McLaughlin is a bizarre choice as an intelligence analyst because he led the effort to craft the spurious speech that Secretary of State Colin Powell gave to the United Nations only six weeks before the U.S. invasion of Iraq.  The speech was designed to convince a domestic and international audience of the (non-existent) weapons of mass destruction in Iraqi inventories.  The speech was particularly successful in fooling the editorial and oped writers of the Washington Post, who claimed they were “convinced” that Iraqi WMD justified Bush’s war.

The U.S. reliance on military force has damaged U.S. national interests at a time when the global community is facing severe economic stress.  The Iraq and Afghan wars have cost trillions of dollars and have not made America more secure.  The war on terror has created more terrorists than it has eliminated, and recent secretaries of state have failed to question the strategic and geopolitical implications of a wider war in Southwest Asia.  The budget of the Department of Defense, exceeding levels reached during the worst days of the Cold War, receives overwhelming bipartisan support.

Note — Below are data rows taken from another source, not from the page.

PR #1902, opened 2024-08-03
esp-storage: Fix incorrect usage of MaybeUninit

DBLouis:
### Submission Checklist 📝

#### Extra:

#### Description
I found incorrect usage of `MaybeUninit` while browsing the source that might cause UB. Specifically, calling `assume_init_mut` on a `MaybeUninit` that has not been initialized [ref](https://doc.rust-lang.org/std/mem/union.MaybeUninit.html#method.assume_init_mut). 

#### Testing
WIP

### DIFF
--- a/esp-storage/src/buffer.rs
+++ b/esp-storage/src/buffer.rs
@@ -1,0 +1,61 @@
+use core::{mem::MaybeUninit, slice};
+
+#[cfg(feature = "nor-flash")]
+pub fn uninit_slice(bytes: &[u8]) -> &[MaybeUninit<u8>] {
+    unsafe { core::mem::transmute(bytes) }
+}
+
+#[cfg(feature = "nor-flash")]
+pub fn uninit_slice_mut(bytes: &mut [u8]) -> &mut [MaybeUninit<u8>] {
+    unsafe { core::mem::transmute(bytes) }
+}
+
+pub type FlashWordBuffer = FlashBuffer<4, 1>;
+pub type FlashSectorBuffer = FlashBuffer<4096, 1024>;
+
+#[repr(C)]
+pub union FlashBuffer<const N: usize, const M: usize> {
+    bytes: [MaybeUninit<u8>; M],
+    words: [MaybeUninit<u32>; N],
+}
+
+impl<const N: usize, const M: usize> FlashBuffer<N, M> {
+    pub const fn uninit() -> Self {
+        debug_assert!(N * 4 == M);
+        Self {
+            words: [MaybeUninit::uninit(); N],
+        }
+    }
+
+    pub fn as_bytes(&self) -> &[MaybeUninit<u8>] {
+        unsafe { self.bytes.as_ref() }
+    }
+
+    pub fn as_bytes_mut(&mut self) -> &mut [MaybeUninit<u8>] {
+        unsafe { self.bytes.as_mut() }
+    }
+
+    pub fn as_words(&self) -> &[MaybeUninit<u32>] {
+        unsafe { self.words.as_ref() }
+    }
+
+    pub fn as_words_mut(&mut self) -> &mut [MaybeUninit<u32>] {
+        unsafe { self.words.as_mut() }
+    }
+
+    pub unsafe fn assume_init_bytes(&self) -> &[u8] {
+        slice::from_raw_parts(self.bytes.as_ptr() as *const u8, self.bytes.len())
+    }
+
+    pub unsafe fn assume_init_bytes_mut(&mut self) -> &mut [u8] {
+        slice::from_raw_parts_mut(self.bytes.as_mut_ptr() as *mut u8, self.bytes.len())
+    }
+
+    pub unsafe fn assume_init_words(&self) -> &[u32] {
+        slice::from_raw_parts(self.words.as_ptr() as *const u32, self.words.len())
+    }
+
+    pub unsafe fn assume_init_words_mut(&mut self) -> &mut [u32] {
+        slice::from_raw_parts_mut(self.words.as_mut_ptr() as *mut u32, self.words.len())
+    }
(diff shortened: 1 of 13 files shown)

Even so-called liberal organizations are attracted to these policies.  The Brookings Institution and the Carnegie Endowment for International Peace, and their scholars—Michael O’Hanlon and Robert Kagan, respectively—have advocated the use of military force in Iraq and Afghanistan.  Meanwhile, the media largely ignore the loss of civilian life as they do the destruction of civilian economies, including hospitals, schools, and infrastructure.

Nearly sixty years after President Dwight D. Eisenhower’s warning about the military-industrial complex, the United States must come to terms with its elevation of the role of the military; its cult of military spending that has become sacrosanct; and the culture of militarism that has placed U.S. bases all over the globe.  The American public is in danger of knowing only those military policies and actions that the government wants it to know, and the media are insufficiently aggressive in uncovering the nature of U.S. militarism the world over.